Exposure mask, method for manufacturing the mask, and exposure method

As shown in FIG. 2 , a multi-layer structured exposure mask 1 of this embodiment is provided with a frame 20 made of glass, a silicon plate 15 provided on an under surface of the frame 20 , a heat absorption mask 16 provided on an under surface of the silicon plate 15 , a silicon plate 11 provided on an under surface of the heat absorption mask 16 and a stencil mask 14 provided on an under surface of the silicon plate 11 . The stencil mask 14 is made up of a silicon substrate and is provided with a slit-shaped patterning opening 14 a to form a resist pattern.
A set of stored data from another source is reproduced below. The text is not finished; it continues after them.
Issue #1392, opened 2024-04-02
Base selection doesn't update properly when selecting another base via tab view


ayrtondenner:
**Desktop (please complete the following information):**
 - OS: Windows 10 x64
 - OpenApoc Version 0.0.994
 - Mods: None

**Describe the bug**
If you enter Base view, enter another view via tabs where you can change between bases (eg Alien Containment), then you select another base and come back to Base view, the base name and map location doesn't work properly. Selecting base again doesn't update.

**To Reproduce**
1. Go to Bases view with Base 1 selected
2. Select a tab view that allows you to change base selection, eg Alien Containment
3. Select Base 2
4. Click OK
5. Base selection will show Base 2, but with name and location at map (red square) for Base 1
6. Click to select Base 2
7. No change will happen
8. Only if you click in Base 1 and then click in Base 2 that all information will be updated properly

**Expected behavior**
After leaving tab view, Base 2 should be properly selected at base selection, base name and base map location.

**Savegame**
[save_Stream Test.zip](https://github.com/OpenApoc/OpenApoc/files/14841282/save_Stream.Test.zip)

**Video**
https://youtu.be/VeqxuS47yRc

Kurtsley:
In the OG, if you select a different base from a different view like Alien Containment or Transactions screen, the original base will remain selected when you go back to the base screen. So if you have base 1 selected, you will always be returned to base 1 when exiting any other screen. I actually think this is the correct way to do it since what you do in another view doesn't necessarily mean you want to switch bases in all views. If I'm buying things for base 2, I may not actually want to switch away from my main base when exiting the transaction screen. I know this isn't exactly what this issue is about, but I've noticed that this issue has come up before. Now, the incorrect base will be shown when exiting another screen and nothing is highlighted. Should the original functionality be kept?

PR #1508, opened 2024-11-24
Fix BaseScreen not highlighting correct base

### LINKED ISSUE #1298: Buy Sell With Multiple Bases Bug
When you have multiple bases, the initially selected base before you go into the Buy Sell window appears to be the only base that has its inventory displayed. When switching to the other base, it still shows the initial base's inventory. A second bug is combined with this. When you exit back to the Bases screen, the bases in the top left corner have nothing selected, and the base layout and base name do not match. Please see https://www.twitch.tv/videos/2014685651 for an in-depth test. This is with build 20231214B along with EWM mod music mod.
[Buy Sell Bug With Multiple Bases.zip](https://github.com/OpenApoc/OpenApoc/files/13774457/Buy.Sell.Bug.With.Multiple.Bases.zip)

Kurtsley:
Fixes #1298 and #1392

This restores the functionality of the original game. In the transfer, buy and sell, and alien containment screens, you will be returned to the original base that was selected from the base screen. In the research screen, you will be transferred to the base you select regardless of the original selection. Not sure if this is desired but this does fix bases not being highlighted as well. If it would be better to unify the behavior for all screens, it would be an easy fix.

### DIFF
--- a/game/ui/base/basescreen.cpp
+++ b/game/ui/base/basescreen.cpp
@@ -96,16 +96,12 @@ void BaseScreen::begin()
 	                  [](Event *) { fw().stageQueueCommand({StageCmd::Command::POP}); });
 	form->findControlTyped<GraphicButton>("BUTTON_BASE_BUYSELL")
 	    ->addCallback(
-	        FormEventType::ButtonClick,
-	        [this](Event *) {
-		        fw().stageQueueCommand({StageCmd::Command::PUSH, mksp<BuyAndSellScreen>(state)});
-	        });
+	        FormEventType::ButtonClick, [this](Event *)
+	        { fw().stageQueueCommand({StageCmd::Command::PUSH, mksp<BuyAndSellScreen>(state)}); });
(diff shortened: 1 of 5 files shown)


Kurtsley:
Strange, I formatted this in Visual Studio and it still failed.

FilmBoy84:
> Strange, I formatted this in Visual Studio and it still failed.

Are you on LLVM/Clang 14?

Kurtsley:
Not sure, I've never bothered with that before. I'll try in Linux.

Kurtsley:
I just ran clang-format from WSL and copied the file over. Same exact results.

FilmBoy84:
Thanks for this fix Kurtsley, tested and merging 🍻 

I'll have a think about unification of functionality - for now it matches OG which is the priority

What was the resolution to the Linting issue btw?

Kurtsley:
I just copied the entire file from github and made my change without formatting the file on my end.

PR #1511, opened 2024-11-26
Update installer to correct version information

Kurtsley:
The version number has been broken for a while in the Windows installer, we are using a different format now. The installer now uses the commit date, number of commits, and hash. I can't properly test this, but if it fails it will still fall back to 0.0.0

Now:
installerpic

Fix:
installpic2

### DIFF
--- a/install/windows/installer.nsi
+++ b/install/windows/installer.nsi
@@ -28,20 +28,20 @@
 ;--------------------------------
 ;General
 
-	;Get major and minor version numbers from the git tag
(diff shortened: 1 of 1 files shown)


FilmBoy84:
Thanks for these launcher fixes

Regarding Copyright Year, we should probably have the latter year set by current system year so it's always current given the OSS nature of the project ensuring longevity

But that's stuff to consider when we need to change it again 🤣

PR #1512, opened 2024-11-29
Fix UFOpaedia form crash

Kurtsley:
A value was added to the UFOpaedia screen without changing the form, causing a crash in certain situations. This adds an extra label and value for this situation.


FilmBoy84:
Thanks as always for the fix
Merging

PR #115, opened 2016-04-11
Use dot instead of source

ten0s:
In Ubuntu /bin/sh is /bin/dash, which doesn't support the source command.


mrallen1:
This got changed when we merged #106 - thanks.

PR #116, opened 2016-04-13
Allow env vars to override default values

sanmiguel:
TPRFKA #43 

Thanks to @yfyf for the contribution.

I'd like to come back to this at a later date - it feels like there ought to be a cleaner way to manage these variables coming from 3 different places (current env, `$KERL_CONFIG` and baked-in defaults).

In the meantime, I think this covers us well enough.


mrallen1:
:+1:

PR #117, opened 2016-04-13
If using OS X El Capitan, try to add OpenSSL

mrallen1:
Added a shell function to return the OTP release from tarball builds.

The heat absorption mask 16 is made up of a silicon substrate coated with an SiN film and is provided with slit-shaped openings 16 a shaped in almost the same way as the patterning openings 14 a of the stencil mask 14 . The opening 16 a is shaped in such a size that will not block electron beams necessary to form a resist pattern as shown in FIG. 3 (a). That is, a size of the opening 16 a is equal to a size of the patterning opening 14 a or a size of the opening 16 a is a little larger Furthermore, the multi-layer structured exposure mask 1 of this embodiment is provided with a large opening 20 a that penetrates the frame 20 and silicon plate 15 and exposes the area of the upper surface of the heat absorption mask 16 in which the openings 16 a are formed. Furthermore, the multi-layer structured exposure mask 1 of this embodiment is provided with a hollow section 11 a that penetrates the silicon plate 11 and exposes the area of the under surface of the heat absorption mask 16 in which the openings 16 a are formed and the area of the upper surface of the stencil mask 14 in which the patterning openings 14 a are formed. In the multi-layer structured exposure mask 1 of this embodiment, the patterning openings 14 a of the stencil mask 14 and the openings 16 a of the heat absorption mask 16 are aligned in the horizontal direction as shown in FIG. 3 (a).